Since DH and I both enjoy fishing, have plenty of friends & family who do, also, we will be out on the water a lot this summer (all know they have to pitch in for fuel if they are going out with us, too). We are only 5 minutes from the public boat launch, and have a mooring buoy out in the Bay, already.









*1973 21' Glassply, stored in a heated garage its entire life, last time in the water, was 1990. These were built in the PNW; CO no longer in business.*


----------



## Cornhusker

That's awesome :goodjob:


----------



## ChristieAcres

Cornhusker said:


> That's awesome :goodjob:


I concur, can't wait to get 'er in the water! DH informed me this morning, he has finished the work on the motor/outboard. He did all the work himself, even had to make 4 tools to do the work (machined them in his shop). He had bartered for an old 9hp outboard motor. DH says he'll fix that next, build a mounting bracket, and we should then be set to take it out. As a needed precaution, we will have his DS take our small runabout at the same time. If something happens, this is insurance! DS could tow us back. We plan to just run it through the testing in the Bay probably next week.


----------



## ChristieAcres

Some more pics:









Little Galley (sink & stovetop)









Captain's Chair, Icebox, one of the two wider seats (DH removed the table & other wider seat while he works in there). 









Sleeping Berth. Before we use it overnight, I'll be making some changes to make it very comfortable:blossom: The table is upside down on the pad w/a drawer on top. 

You can see from the pictures this is one vintage boat, with no changes made to it aesthetically, since 1973! Those curtains have to go, but I am good with all the rest.

DH built a Davet (sp?), and a Pot Puller (using an anchor pulling motor...) for our other boat, and he will install that on this one.


----------



## Cabin Fever

lorichristie said:


> ....DH has the motor running now (Chevy Slant 6 type, Mercruiser)...


Very beautiful boat! Congrats :thumb:

BTW, that Mercruiser would be a Chrysler Slant 6 (225ci)....great, reliable engine!


----------



## sevenmmm

Nice pictures.


----------



## ChristieAcres

Cabin Fever said:


> Very beautiful boat! Congrats :thumb:
> 
> BTW, that Mercruiser would be a Chrysler Slant 6 (225ci)....great, reliable engine!


Thanks, getting happy about it, now... DH is nearly finished with it!

I goofed...:ashamed: Since DH is a "Mopar-Guy," into cars, motors, etc..., he talks about them regularly. The motor is actually a Chevy (got that right), but is an Inline 6. DH thinks the Chrysler Slant 6 is a great motor, so I get to hear about it...


----------



## ChristieAcres

Oh, update!

The last finishing touches are being done by DH and he expects to launch our boat on Saturday. He was so horrified with the name, "Microfish II," that he has almost completed the task of removing it.
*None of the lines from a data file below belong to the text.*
PR #12627, opened 2022-05-03
refactor(orc8r): Replace multi.go with hashicorp/go-multierror module

alexzurbonsen:
## Summary

This PR modifies Magma's multi error management to use the `hashicorp/go-multierror` module.

Formatting of multierrors changes due to the format used in the hashicorp module.
The new output looks like this:

```
"x errors occured:
	* error
	* error
	* error
	... \n\n"
```

whereas the former output was

```
"errors: [index: error; index: error; ...]"
```
where `error` is a string that contains the error message, and in many cases additional parts with further details abouth the error.

`hashicorp/go-multierror` is already used in this repo, often in conjunction with the `Errorf` function from [`github.com/pkg/errors`](https://github.com/pkg/errors). Since it is not longer maintained we use the standard lib `fmt.Errorf` in this PR. We also opened an issue to remove the `pkg/errors` from magma #12632.

Since now unused, we delete `multi.go` and respective tests. Plus `grpc_to_http.go`, which was already unused before.

## Test Plan

- [x] Precommit checks in orc8r/cloud and feg/gateway`./build.py -c`
- [x] Build orc8r `./build.py --all`

## Additional Information

Done in pairing with @mpfirrmann.


feg/gateway/services/session_proxy/servicers/multiple_session_controller.go
```diff
@@ -219,12 +220,14 @@ func (srv *CentralSessionControllers) Enable(
 	ctx context.Context,
 	void *orcprotos.Void,
 ) (*orcprotos.Void, error) {
-	multiError := merrors.NewMulti()
+	multiError := &multierror.Error{}
 	for i, controller := range srv.centralControllers {
 		_, err := controller.Enable(ctx, void)
-		multiError = multiError.AddFmt(err, "error(%d):", i+1)
+		if err != nil {
+			multiError = multierror.Append(multiError, errors.Errorf("error(%d): %v", i+1, err))
```
maxhbr: `multiError = multierror.Append(multiError, ...` is weird to read, with `multi{eE}rror` in different casing variants. Is there a neater way to write that or a more distinct name for the variable?

EDIT: This seems to be the expected pattern (see https://github.com/hashicorp/go-multierror/blob/9974e9ec57696378079ecc3accd3d6f29401b3a0/append.go#L39), but the similarity of names is still annoying. Maybe use `errs` as name?

feg/gateway/services/session_proxy/servicers/session_controller.go
```diff
@@ -340,20 +341,20 @@ func (srv *CentralSessionController) Enable(
...
 		if err != nil {
-			multiError.Add(fmt.Errorf("An error occurred while enabling connections; policyClient err: %s", err))
+			multierror.Append(multiError, errors.Errorf("An error occurred while enabling connections; policyClient err: %s", err))
 		}
 	}
 	if !srv.cfg.DisableGy {
 		err := srv.creditClient.EnableConnections()
 		if err != nil {
-			multiError.Add(fmt.Errorf("An error occurred while enabling connections; creditClient err: %s", err))
+			multierror.Append(multiError, errors.Errorf("An error occurred while enabling connections; creditClient err: %s", err))
```
maxhbr: at other locations you wrote the following:
```suggestion
			multiError = multierror.Append(multiError, errors.Errorf("An error occurred while enabling connections; creditClient err: %s", err))
```

this feels like unnecessary error prone syntax.

feg/gateway/services/session_proxy/servicers/session_controller.go
```diff
@@ -340,20 +341,20 @@ func (srv *CentralSessionController) Enable(
 	ctx context.Context,
 	void *orcprotos.Void,
 ) (*orcprotos.Void, error) {
-	multiError := merrors.NewMulti()
+	multiError := &multierror.Error{}
 	if !srv.cfg.DisableGx {
 		err := srv.policyClient.EnableConnections()
 		if err != nil {
-			multiError.Add(fmt.Errorf("An error occurred while enabling connections; policyClient err: %s", err))
+			multierror.Append(multiError, errors.Errorf("An error occurred while enabling connections; policyClient err: %s", err))
```
maxhbr: at other locations you wrote the following:
```suggestion
			multiError = multierror.Append(multiError, errors.Errorf("An error occurred while enabling connections; creditClient err: %s", err))
```

this feels like unnecessary error prone syntax.

maxhbr (changes requested):

sebathomas:
The insync-check is failing, you probably need some more go mod clean-up.

feg/gateway/services/session_proxy/servicers/multiple_session_controller.go
mpfirrmann: Fixed.

feg/gateway/services/session_proxy/servicers/session_controller.go
mpfirrmann: Fixed.

maxhbr:
The pr title prefix is fairly generic and does not match best practices, maybe better would be `refactor(orc8r): `.

orc8r/cloud/go/services/orchestrator/servicers/protected/indexer_servicer.go
```diff
@@ -117,39 +118,48 @@ func setSecondaryStates(ctx context.Context, networkID string, states state_type
...
 func unsetSecondaryStates(ctx context.Context, networkID string, states state_types.StatesByID) (state_types.StateErrors, error) {
 	sessionIDToIMSI, cTeidToHwId, uTeidToHwId, stateErrors := getMappings(states)
-	multiError := merrors.NewMulti()
+	errs := &multierror.Error{}
 
 	err := unsetTeids(ctx, controlPlaneTeid, networkID, cTeidToHwId)
-	multiError = multiError.Add(err)
-
+	if err != nil {
+		errs = multierror.Append(errs, err)
```
maxhbr: multierror already ignores `nil`, no need for the if block: https://github.com/hashicorp/go-multierror/blob/9974e9ec57696378079ecc3accd3d6f29401b3a0/append.go#L9

orc8r/cloud/go/services/orchestrator/servicers/protected/indexer_servicer.go
```diff
@@ -117,39 +118,48 @@ func setSecondaryStates(ctx context.Context, networkID string, states state_type
...
+	}
 	err = unsetTeids(ctx, userPlaneTeid, networkID, uTeidToHwId)
-	multiError = multiError.Add(err)
-
+	if err != nil {
```
maxhbr: same here

orc8r/cloud/go/services/orchestrator/servicers/protected/indexer_servicer.go
```diff
@@ -117,39 +118,48 @@ func setSecondaryStates(ctx context.Context, networkID string, states state_type
...
+		errs = multierror.Append(errs, err)
+	}
 	err = unsetSessionIDs(ctx, networkID, sessionIDToIMSI)
-	multiError = multiError.Add(err)
-
-	return stateErrors, multiError.AsError()
+	if err != nil {
```
maxhbr: same here

maxhbr (changes requested):

maxhbr (approved):
LGTM

uri200 (changes requested):
Why are we removing our own implementation of errors if we already have it?
Why aren't we removing hashicorp instead to avoid that module not being supported in the future? (same that happened with errors module)

Note we also try to maintain the errors in one single line. So printing them in multiple lines is something we should avoid. Otherwise debugging and parsing becomes difficult. (for example you can not use grep properly anymore and you need to look for previous lines to see the full error)

orc8r/cloud/go/services/orchestrator/servicers/protected/indexer_servicer.go
```diff
@@ -117,39 +118,48 @@ func setSecondaryStates(ctx context.Context, networkID string, states state_type
 	if len(sessionIDToIMSI) == 0 && len(cTeidToHwId) == 0 {
 		return stateErrors, nil
 	}
-	multiError := merrors.NewMulti()
+	errs := &multierror.Error{}
 	if len(sessionIDToIMSI) != 0 {
 		err := directoryd.MapSessionIDsToIMSIs(ctx, networkID, sessionIDToIMSI)
-		multiError = multiError.AddFmt(err, "failed to update directoryd mapping of session IDs to IMSIs %+v", sessionIDToIMSI)
+		if err != nil {
```
uri200: i know this has been mentioned below, but just as a placeholder: remove all ifs since `Append` will ignore nils

orc8r/gateway/go/services/magmad/service/magmad.go
```diff
@@ -25,6 +25,8 @@ import (
 	"github.com/aeden/traceroute"
 	"github.com/emakeev/snowflake"
 	"github.com/golang/glog"
+	"github.com/hashicorp/go-multierror"
+	"github.com/pkg/errors"
```
uri200: why are we introducing an unsupported package here

https://github.com/magma/magma/issues/12632

orc8r/cloud/go/services/orchestrator/servicers/protected/indexer_servicer.go
maxhbr: this contains formatting, the `errors. Errorf` result will still not be `nil`, even if `err` was `nil`.

But this 3 line block could be extracted to a function, since they just differ in a few words.

orc8r/gateway/go/services/magmad/service/magmad.go
maxhbr: The ticket #12632 was created as a result of realizing that the unsupported package was used here. I think this is for consistence but I agree that this PR should maybe also fix (parts of) #12632.

alexzurbonsen: @uri200 The package is removed in the final commit of this PR, so this is not part of the changes. (The PR isn't nicely tailored for commit by commit review, sorry.)

maxhbr:
>  Why aren't we removing hashicorp instead to avoid that module not being supported in the future? (same that happened with errors module)

I expect that the chances that this package is better maintained than our own library function are pretty high. It is also well tested and due to its wide usage it is also probably already known to many contributors.

> Note we also try to maintain the errors in one single line.

That is a good point!

orc8r/cloud/go/services/orchestrator/servicers/protected/indexer_servicer.go
alexzurbonsen: Introduced a wrapper in this file.

uri200:
Let's wait for @emakeev , he may have some context on multi error code.

emakeev (changes requested):
Could you please explain what is the purpose of this change?
The usage pattern seems to be nearly identical,
the implementation already exists & in use and hasn't been problematic so far.

Is there any reason, we want to spend time of developers & reviewers to fix something which is not broken while there are so many real improvements Magma can benefit from?

If you just need to change the format of the errors' string (which also has to be justified, BTW), it could be accomplished by a small **4 lines PR vs this 400 lines PR** and keep flexibility to modify the format later anytime you need/want, just change func (me *Multi) Error() string to:


```
func (me *Multi) Error() string {
	if me == nil {
		return "<nil>"
	}
	switch len(me.errors) {
	case 0:
		return ""
	case 1:
		return me.errors[0].Error()
	default:
		var b bytes.Buffer
		fmt.Fprintf(&b, "%d errors occurred:\n", len(me.errors))
		fmtStr := "\t* %v\n"
		for _, e := range me.errors {
			fmt.Fprintf(&b, fmtStr, e)
		}
		b.Write([]byte("\n"))
		return b.String()
	}
}

```

```
--- a/orc8r/lib/go/merrors/multi.go
+++ b/orc8r/lib/go/merrors/multi.go
@@ -41,12 +41,12 @@ func (me *Multi) Error() string {
                return me.errors[0].Error()
        default:
                var b bytes.Buffer
-               fmtStr := "errors: [%d: %v"
-               for i, e := range me.errors {
-                       fmt.Fprintf(&b, fmtStr, i, e)
-                       fmtStr = "; %d: %v"
+               fmt.Fprintf(&b, "%d errors occurred:\n", len(me.errors))
+               fmtStr := "\t* %v\n"
+               for _, e := range me.errors {
+                       fmt.Fprintf(&b, fmtStr, e)
                }
-               b.Write([]byte("]"))
+               b.Write([]byte("\n"))
                return b.String()
        }
 }

```
or something like this...

emakeev:
> I expect that the chances that this package is better maintained than our own library function are pretty high. It is also well tested and due to its wide usage it is also probably already known to many contributors.
> 
note that it also applies to the rest of Magma codebase (merror is maintained as well as the rest of Magma code), the original implementation is simple, controlled by us, allows us to format multi errors ANY way we want or need, now and in the future and it relies only on std Go packages. 
But - the bigger question is - why fix something which is not broken? What's the incentive to do it?

orc8r/gateway/go/services/magmad/service/magmad.go
emakeev: > The ticket #12632 was created as a result of realizing that the unsupported package was used here. I think this is for consistence but I agree that this PR should maybe also fix (parts of) #12632.

Could you please elaborate? We introduce 12627 which we are not sure, we need and then we create #12632 to fix issues that #12627 will create?

maxhbr: Oh,  sorry, that was not formulated clear enough.

#12632 was created while working on #12627. But it will also be solved here for the touched code. So no new instances of #12632 will be introduced and the code commented here is actually fixed in a later commit, as @alexzurbonsen explained.

maxhbr:
Hey @emakeev,

Thank you for your comments. 

There are right now two implementations of multierrors used in Magma:
* our own implementation, used in 5 files and 
* the [hashicorp one](https://github.com/hashicorp/go-multierror), used in 12 files.

We saw an opportunity to clean up the source code and decided to go for the more commonly used one. The hashicorp library is also widely known, better documented and might rely less on tribal knowledge. Migrating to that also preserves the possibility to add arbitrary `ErrorFormat` formatters and drops ~300 lines of source code we needed to maintain. 

Regarding the formatting change:
Since more often than not, the code already uses the default hashicorp formatting with multiline error messages, we think that this would make it at least more consistent.

orc8r/gateway/go/services/magmad/service/magmad.go
alexzurbonsen: Cleaned up the commit history. Now all changes that replace merrors by hasicorp/go-multierror are in one commit.

emakeev:
> Hey @emakeev,
> 
> Thank you for your comments.
> 
> There are right now two implementations of multierrors used in Magma:
> 
> * our own implementation, used in 5 files and
> * the [hashicorp one](https://github.com/hashicorp/go-multierror), used in 12 files.
> 
> We saw an opportunity to clean up the source code and decided to go for the more commonly used one. The hashicorp library is also widely known, better documented and might rely less on tribal knowledge. Migrating to that also preserves the possibility to add arbitrary `ErrorFormat` formatters and drops ~300 lines of source code we needed to maintain.
> 
> Regarding the formatting change: Since more often than not, the code already uses the default hashicorp formatting with multiline error messages, we think that this would make it at least more consistent.

Sure, it seems to be reasonable to settle on a single implementation & since the work is already done, I don't see an issue w it. I'll leave it to @uri200 to decide if the change to multi line format is acceptable for FeG.

emakeev (approved):

uri200 (approved):

uri200:
you need to fix the insych issue 
Maybe you just need to run `./build.py -g`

DH told me he would be unmercifully teased having a boat with that name, i.e., "The only fish you can catch are micro, eh?!" He really likes the name, "Lori's Lair," so eventually, it will be adorned aptly. The amount of hours he put into it, has now exceeded 200. Our friend, Chuck, took a look at what he did and told me DH had really done a great job, and went above and beyond what was really necessary (Chuck is a retired Nuclear Welder, very sharp guy, so that was a nice compliment). 

My MIL has offered to make us (2) Vinyl covers, one Alaskan Bulkhead type, and the other to cover it to the very back. This will require DH fabricate aluminum framework (he is a Welder/Machinist). My in-laws are very excited about the boat and are looking forward to using it. We are set up for crabbing, shrimping, fishing, and soon, overnighting in it (!!!).
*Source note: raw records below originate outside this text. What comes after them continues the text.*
PR #12631, opened 2022-05-04
feat(dp): changed python CBSD model

WojSad:

feat(dp): changed python CBSD model

## Summary
Added a number of fields needed for future single-step registration

## Test Plan

migration tests included


dp/cloud/python/magma/db_service/models.py
```diff
@@ -222,7 +223,21 @@ class DBCbsd(Base):
     preferred_frequencies_mhz = Column(
         JSON, nullable=False, server_default=sa_text("'[]'::json"),
     )
+    single_step_registration = Column(Boolean, nullable=False, server_default='false')
```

Our little runabout (14' long with a 75hp Stinger Motor) will be sold as soon as DH has completely set up our Glasply.


----------



## ChristieAcres

Lori's Lair was launched today, 1st time since 1990 (!!!). She ran beautifully, up on plane, topped her at 35mph, which is fast enough. This boat is fairly fuel efficient, too. Now getting her on the trailer was very challenging, as the wind was blowing N while her nose needed to be E. We had a friend with us, Tom, who drove it onto the trailer. Another nice local guy in waders helped DH load her. Will post pics shortly


----------



## InvalidID

Not to be a party pooper but as an ol' salt myself I would feel remiss if I didn't mention... Renaming a boat is bad juju.


----------



## ChristieAcres

InvalidID said:


> Not to be a party pooper but as an ol' salt myself I would feel remiss if I didn't mention... Renaming a boat is bad juju.
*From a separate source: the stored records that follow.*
PR #12633, opened 2022-05-04
feat(ci): add federated integ test to ci

uri200:

## Summary

This PR adds Federated Integ Test to CI. This task is a modification of l[te-integ-test.](http://github.com/magma/magma/blob/master/.github/workflows/lte-integ-test.yml#L3-L3)

Even this works there are possible enhancements to make it faster or more reliable:
1. Modify this job to run in a ubuntu box. That will allow us to install docker on the ubuntu box. This may requiere changes on the fab script and on Vagrant vms to make sure they work in both, linux and MacOS (remember the test needs to run on MacOs so developers can use it locally)

2. Modify s1ap federated integ test to run Orc8r inside the magma Vagrant machine. That may work but that would make a mess on the local scenario. Also this doesn't assure that the runner takes hours to run due to low ram memory (docker over vagrant over the runner) 

3. Run S1ap Federated integ test on a AWS node that can support Virtualization

Enhancements
- Feg and Orc8r are build previously by other jobs. Those images are uploaded to magma core jfrog docker registry. Instead of building them again in this task, we could point the vm docker to the JFROG repo and grab the already built image from there.

## Test Plan

For this test we triggered the job to run Federated Integ test on PRs. This is triggered here https://github.com/magma/magma/pull/12633/files#diff-6a95f663e4dfd08ee0988d079f574d7c7782a84b3b3ba2459a8b4891e48ca944R15-R24 . But once this work, we can remove those lines and just execute this on merge. This code is just here so we are able to execute the test and troubleshoot it

image

## Additional Information

### DIFF
--- a/.github/workflows/federated-integ-test.yml
+++ b/.github/workflows/federated-integ-test.yml
@@ -12,22 +12,67 @@ on:  # yamllint disable-line rule:truthy
       - 'v1.*'
     types:
       - completed
-  push:
-    branches:
-      - master
-      - 'v1.*'
-  pull_request:
-    branches:
-      - master
-      - 'v1.*'
-    types: [opened, reopened, synchronize]
 
 jobs:
+  # Build images on ubuntu which is faster than MacOs.
+  docker-build-orc8r:
+    runs-on: ubuntu-latest
+    env:
+      MAGMA_ROOT: "${{ github.workspace }}"
+    steps:
+      - uses: actions/checkout@v2
+      - name: Build Orc8r docker images
+        run: |
+          cd orc8r/cloud/docker
+          ./build.py --deployment all
+          docker images
+      - name: Export docker images to deploy them
+        run: |
+          mkdir images
+          cd images
+          docker images
+          docker save orc8r_nginx:latest | gzip > fed_orc8r_nginx.tar.gz
+          docker save orc8r_controller:latest  | gzip > fed_orc8r_controller.tar.gz
+          docker save orc8r_fluentd:latest  | gzip > fed_orc8r_fluentd.tar.gz
+          docker save orc8r_test:latest  | gzip > fed_orc8r_test.tar.gz
+      - uses: actions/upload-artifact@v2
+        with:
+          name: docker-build-orc8r-images
+          path: images
+
+  docker-build-feg:
+    runs-on: ubuntu-latest
+    env:
+      MAGMA_ROOT: "${{ github.workspace }}"
+    steps:
+      - uses: actions/checkout@v2
+      - name: pre requisites to build feg
+        run: |
+          cd ${{ env.MAGMA_ROOT }} && mkdir -p .cache/test_certs/ && mkdir -p .cache/feg/
+          cd ${{ env.MAGMA_ROOT }}/.cache/feg/ && touch snowflake
+      - name: Build FEG docker images
+        run: |
+          cd feg/gateway/docker
+          docker-compose build --force-rm --parallel
+          docker images
+      - name: Export docker images to deploy them
+        run: |
+          mkdir images
+          cd images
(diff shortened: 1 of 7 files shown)


uri200:
macos does not support docker. It can not be installed properly on a runner

maxhbr:
maybe use a minikube or similar as docker host. But it is not a no-brainer. I will think about that

.github/workflows/federated-integ-test.yml
```diff
@@ -0,0 +1,115 @@
...
+
+      - name: build_all
+        run: |
+          cd lte/gateway/python/integ_tests/federated_tests
+          export MAGMA_DEV_CPUS=3
+          export MAGMA_DEV_MEMORY_MB=9216
+          fab build_all:orc8r_on_vagrant=True
+
+
+      #- name: Run the integ test
```
maxhbr: this is currently a Draft?

uri200: We are testing some stuff on CI.

Let me add Work in progress tag

Neudrino: Hi @uri200,
if this is a draft, you could consider to convert it to a draft PR, to get it of peoples review list. :wink: 
grafik

.github/workflows/federated-integ-test.yml
```diff
@@ -0,0 +1,201 @@
...
+#      - completed
+#  push:
+#    branches:
+#      - master
+#      - 'v1.*'
+#  pull_request:
+#    branches:
+#      - master
+#      - 'v1.*'
+#    types: [opened, reopened, synchronize]
```
uri200: this is commented out to avoid this to be run
This will be fixed  by 
https://github.com/magma/magma/pull/13012

emakeev (approved):
LGTM

koolzz (approved):

.github/workflows/federated-integ-test.yml
```diff
@@ -0,0 +1,201 @@
...
+    branches:
+      - master
+      - 'v1.*'
+    types:
+      - completed
+  push:
+    branches:
+      - master
+      - 'v1.*'
+  pull_request:
```
crasu: I guess this has to go before we merge this

.github/workflows/federated-integ-test.yml
```diff
@@ -0,0 +1,201 @@
...
+          cd lte/gateway
+          export MAGMA_DEV_CPUS=3
+          export MAGMA_DEV_MEMORY_MB=9216
+          fab federated_integ_test:build_all=False,orc8r_on_vagrant=True
+      - name: Get test results
+        if: always()
+        run: |
+          cd lte/gateway
+          fab get_test_summaries:dst_path="test-results"
+          ls -R
```
crasu, line 149: Do we need the ls here?

crasu (approved):

ardzoht (approved):

.github/workflows/federated-integ-test.yml
uri200: yep, this si gone now

.github/workflows/federated-integ-test.yml
uri200: I am not totally sure. Per my understanding that was being used by `magma-ci`. So I guess that next step is to integrate it with magma-ci and use those summaries

crasu: ok fine

crasu:
@uri200 I guess we can merge this now

uri200:
> @uri200 I guess we can merge this now

Hey @crasu  for some reason it does not let me merge. Not sure if there is a missing approval ?

uri200:
@Neudrino  can you approve this PR to see if then I can merge it?

tmdzk (approved):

Yep, been told that by locals a number of times. Of course, I am not superstitious, used to have a lot of fun walking under ladders, crossing black cats paths, open umbrellas indoors, and doing the opposite of those who are superstitious, just to be highly amused at their reactions. Oh, yes, and NOTHING happened to prove them wrong :icecream: I told DH he should have just removed "Micro" and left the name as fish II. He was determined to rename it, so after 220 hours of labor, he can name it anything he wants. Lori's Lair it will be (currently has no name on her).









Happy at the healm!









S facing from Boat Launch









Marina in process of being rebuilt









After her successful 1st launch since 1990!


----------



## ChristieAcres

Wanna put most guys on "Cloud 9?" Buy them boats...especially if they are mechanically inclined. DH is so happy today! He was relieved the boat will be ready for the opening of Shrimping season (pretty short here, just 4 days next month). The ratty little boat on top, probably won't get painted again, right away. Eventually, she will. DH is now concentrating on priorities- building a swim step, building a moveable ladder, also mounting 2 pvc pipes on the trailer (help in centering to load boat onto trailer), installing our newer better depth sounder (the original isn't accurate), and the least time intensive job of re-installing the seats & table. My job is nesting it, so it will be very comfortable for fishing/camping trips.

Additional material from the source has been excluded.